The need to recycle polymeric materials, especially from the expanding post consumer waste stream, is increasing as demands increase and available landfill sites continue to decrease. Polymeric materials are a small, but growing fraction of the post consumer waste stream entering landfill sites. Polymeric materials can, of course, be recycled and various programs and investigations are underway to increase the amount of recycled polymers and find useful products where these materials can provide a needed and useful function. Polymeric constituents from the post consumer waste stream represent a new and unique source of materials for polymer-type applications. The recovery of polymers from this source yields many diverse type of products including a wide range of polymer mixtures from almost pure constituents (e.g. poly(ethylene terephthalate) from carbonated beverage containers and HDPE from milk bottles) to mixed classes (e.g. low density bottle scrap based on primarily polyolefins, high density bottle scrap containing primarily poly(ethylene terephthalate) and poly(vinyl chloride)), to mixtures of all bottle materials and finally mixtures of all polymer scrap including poly(vinylidene chloride), ethylene/vinyl alcohol copolymers, cellulosic products (e.g. cellophane), high acrylonitrile copolymers (such as Barex (Sohio:BP) based on acrylonitrile/methyl acrylate used for food packaging) and the like. Many of the polymers found in post consumer polymer scrap have solubility parameters greater than 10, for example one of the most common constituents, poly(ethylene terephthalate) has a solubility parameter of 10.6. The mechanical properties of commingled polymers of widely ranging compositions are quite poor and applications for commingled polymers generally fall in lowest range of cost/performance requirements for materials. These applications include flower pots, posts, lumber, fence slats, etc. In order to improve the properties of commingled polymer waste, Paul et.al. in Mod. Plast., 58, 60, (1981) noted that the styrene-ethylene/butylene-styrene ABA block copolymer commonly referred to as Kraton G yielded improved mechanical properties when admixed with polymer mixtures similar to that present in post consumer polymer waste.

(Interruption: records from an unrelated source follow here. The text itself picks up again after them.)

PR #1457, opened 2022-02-11
fix(result): fix the result count show issue AP-768

davidchan1219:
**What this PR does** 📖

Show correct counts info when search messages

AP-768

### DIFF
--- a/components/interactables/Search/Result/Result.vue
+++ b/components/interactables/Search/Result/Result.vue
@@ -146,7 +146,7 @@ export default Vue.extend({
       handler(newResult) {
         if (newResult && newResult.data) {
           this.$data.groupList.map((item: any) => {
-            if (item.title === 'Messages') {
+            if (item.type === SearchResultGroupType.Messages) {
               item.count = newResult.data.totalRows
             }
             return item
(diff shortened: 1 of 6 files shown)


components/interactables/Search/Result/Result.vue
```diff
@@ -143,6 +142,18 @@ export default Vue.extend({
         }
       },
     },
+    result: {
+      handler(newResult) {
+        if (newResult && newResult.data) {
+          this.$data.groupList.map((item: any) => {
```
molimauro, line 148: Please dont use `.map` if not returning anything. Just go for `for/forEach` much cleaner and efficient. Thanks

components/interactables/Search/Result/Result.vue
```diff
@@ -143,6 +142,18 @@ export default Vue.extend({
...
+            if (item.title === 'Messages') {
```
molimauro, line 149: Will this `if` work if we change language?

components/interactables/Search/Result/Result.vue
davidchan1219: Yes. I know that. That loop has return value. So I used map.

components/interactables/Search/Result/Result.vue
davidchan1219: I changed the condition as "type".

phillsatellite:
Tested: Seems like whenever user tries to use search bar they get error: "_item$payload.toLowerCase is not a function. Tested Locally when I got this crash

Uploading crash.mov…


https://user-images.githubusercontent.com/93608357/153944962-2dccdb2c-1ef6-4e39-a572-1189f1a7ab03.mov

davidchan1219:
@phillsatellite I just fixed the code. Could you test the above case with new code again?

WanderingHogan:
Closing, we will try to incorporate these in the search branch

PR #1460, opened 2022-02-11
fix(indexeddb): update sort logic AP-709

davidchan1219:
**What this PR does** 📖

Implement sorting on basic search library

AP-709

### DIFF
--- a/libraries/IndexedDB/index.ts
+++ b/libraries/IndexedDB/index.ts
@@ -9,7 +9,7 @@ export const searchMessage = async (
   page: number = 1,
 ) => {
   console.log('queryOptions: ', queryOptions)
-  const { friends, queryString, dateRange } = queryOptions
+  const { friends, queryString, dateRange, orderBy } = queryOptions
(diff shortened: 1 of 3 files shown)


libraries/IndexedDB/index.ts
```diff
@@ -32,7 +32,13 @@ export const searchMessage = async (
   })
 
   const result = newResult
-    .sort((item1, item2) => item2.at - item1.at)
+    .sort((item1, item2) =>
+      orderBy === 'new'
+        ? item2.at - item1.at
+        : orderBy === 'old'
+        ? item1.at - item2.at
+        : item2.at - item1.at,
```
molimauro, line 40: It seems that the only diff case is `orderBy ===  'old'`. Can this be refactored to `orderBy === 'old' ? item1.at - item2.at : item2.at - item1.at`?

davidchan1219: Thanks.

WanderingHogan:
Closing, we will try to incorporate these in the search branch

PR #1495, opened 2022-02-15
fix(search): fix "x" in search bar is cutoff

genie-magic:
**What this PR does** 📖
fix "x" in the search bar is cutoff

AP-770


KemoPaw (approved):
Works like a charm! 👍

phillsatellite (approved):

Various processes for conversion of polymeric materials into fine fibers exist to meet the requirements of a myriad of applications. These processes include melt-blowing processes to yield fibrous materials, melt spinning technology, and polymer blend processes followed by extraction of one of the components.
Miller and Merriam note in U.S. Pat. No. 3,097,991 that a polymer pulp can be made by extrusion of immiscible polymers followed by a paper beating type operation to separate the immiscible fibers. These fibers could then be dispersed in water and a polymer pulp could be made. The use of a solvent for one of the constituents of the immiscible polymer blend to liberate the fibers was noted in a similar patent by Merriam and Miller (U.S. Pat. No. 3,099,067). This patent discussed methods to make ultra-fine fibers of polyethylene, polychlorotrifluoroethylene, or polyamides. U.S. Pat. No. 3,382,305 discloses a process for the formation of oriented materials containing microfibers by blending at least two incompatible fiber-forming polymers via extrusion followed by drawing (orienting) and optionally dissolving one of the polymers from the resultant fibrous material. None of these references discuss or disclose the potential utility of polymer scrap or the utility of poly(vinyl alcohol) as a water soluble matrix for the production of fine fibers.
Japanese patent application Showa 47-67754 discloses a method for manufacturing fine fibrils containing poly(vinyl alcohol). They disclose a method involving mixing poly(vinyl alcohol) with 20-95% of one or more polymers with a solubility parameter of 10 (cal/cc).sup.1/2 or less and extruding and drawing the extruded mixture. The resultant drawn article is then beaten in water containing an inorganic salt to prevent the foaming and extraction of the poly(vinyl alcohol). They note that mixtures of polyethylene and polypropylene can be utilized in this process. They do not disclose the potential of using post-consumer polymer scrap nor the use of defoaming agents. Additionally, the disclosed process specifically does not remove the PVOH from the resultant fibers, in fact, the patent takes procedures to prevent removal of poly(vinyl alcohol).
Japanese Patent Application No. Showa 44-20869 discloses the method of manufacturing water-containing poly(vinyl alcohol) powder and a thermoplastic linear polymer powder by mixing them, followed by thermal fusion and extrusion. Molded articles were the subject of this invention and neither extraction of the poly(vinyl alcohol) nor fiber production from the extracted blend was carried out.